● **Task material**
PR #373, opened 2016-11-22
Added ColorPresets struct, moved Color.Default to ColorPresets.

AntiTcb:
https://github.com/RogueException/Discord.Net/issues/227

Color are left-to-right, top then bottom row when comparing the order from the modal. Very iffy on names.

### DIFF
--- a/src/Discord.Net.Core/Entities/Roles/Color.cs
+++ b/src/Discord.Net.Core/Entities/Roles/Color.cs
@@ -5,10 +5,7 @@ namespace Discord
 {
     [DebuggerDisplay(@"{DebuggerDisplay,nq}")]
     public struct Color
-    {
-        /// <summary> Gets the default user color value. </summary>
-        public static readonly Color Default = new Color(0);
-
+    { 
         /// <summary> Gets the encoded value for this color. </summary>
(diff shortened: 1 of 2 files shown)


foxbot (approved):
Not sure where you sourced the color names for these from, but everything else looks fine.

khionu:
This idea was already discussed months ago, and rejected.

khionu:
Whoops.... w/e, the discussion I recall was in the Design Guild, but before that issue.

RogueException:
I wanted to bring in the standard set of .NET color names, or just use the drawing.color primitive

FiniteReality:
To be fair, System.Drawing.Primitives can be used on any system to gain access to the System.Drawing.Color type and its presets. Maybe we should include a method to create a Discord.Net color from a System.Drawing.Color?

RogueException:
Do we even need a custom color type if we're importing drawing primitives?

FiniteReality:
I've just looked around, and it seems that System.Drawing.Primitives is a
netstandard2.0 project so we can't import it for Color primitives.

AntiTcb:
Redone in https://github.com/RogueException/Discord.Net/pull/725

---

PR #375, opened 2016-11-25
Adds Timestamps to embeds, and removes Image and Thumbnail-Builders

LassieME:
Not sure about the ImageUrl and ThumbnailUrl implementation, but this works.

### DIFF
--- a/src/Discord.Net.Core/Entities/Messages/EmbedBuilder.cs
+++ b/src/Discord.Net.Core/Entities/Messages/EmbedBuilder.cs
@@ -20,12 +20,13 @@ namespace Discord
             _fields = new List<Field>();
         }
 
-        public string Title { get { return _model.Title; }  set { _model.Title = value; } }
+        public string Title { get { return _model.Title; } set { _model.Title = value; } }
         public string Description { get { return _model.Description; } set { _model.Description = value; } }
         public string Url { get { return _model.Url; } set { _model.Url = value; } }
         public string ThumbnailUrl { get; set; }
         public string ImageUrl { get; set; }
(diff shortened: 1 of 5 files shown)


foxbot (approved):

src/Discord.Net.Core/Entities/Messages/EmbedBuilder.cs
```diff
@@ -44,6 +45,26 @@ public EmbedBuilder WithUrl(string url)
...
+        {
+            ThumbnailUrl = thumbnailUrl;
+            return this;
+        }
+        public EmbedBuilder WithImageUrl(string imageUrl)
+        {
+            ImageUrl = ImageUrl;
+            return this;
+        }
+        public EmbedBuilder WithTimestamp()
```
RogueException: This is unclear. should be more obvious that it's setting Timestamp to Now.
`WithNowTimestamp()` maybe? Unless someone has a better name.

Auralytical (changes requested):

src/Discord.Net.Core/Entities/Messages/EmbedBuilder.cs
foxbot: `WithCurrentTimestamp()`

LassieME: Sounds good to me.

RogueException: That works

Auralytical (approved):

● **Exercise details**
Return, from the data, each line where the string "Entities" occurs.

● **Solution for this exercise**
--- a/src/Discord.Net.Core/Entities/Roles/Color.cs
+++ b/src/Discord.Net.Core/Entities/Roles/Color.cs
--- a/src/Discord.Net.Core/Entities/Messages/EmbedBuilder.cs
+++ b/src/Discord.Net.Core/Entities/Messages/EmbedBuilder.cs
src/Discord.Net.Core/Entities/Messages/EmbedBuilder.cs
src/Discord.Net.Core/Entities/Messages/EmbedBuilder.cs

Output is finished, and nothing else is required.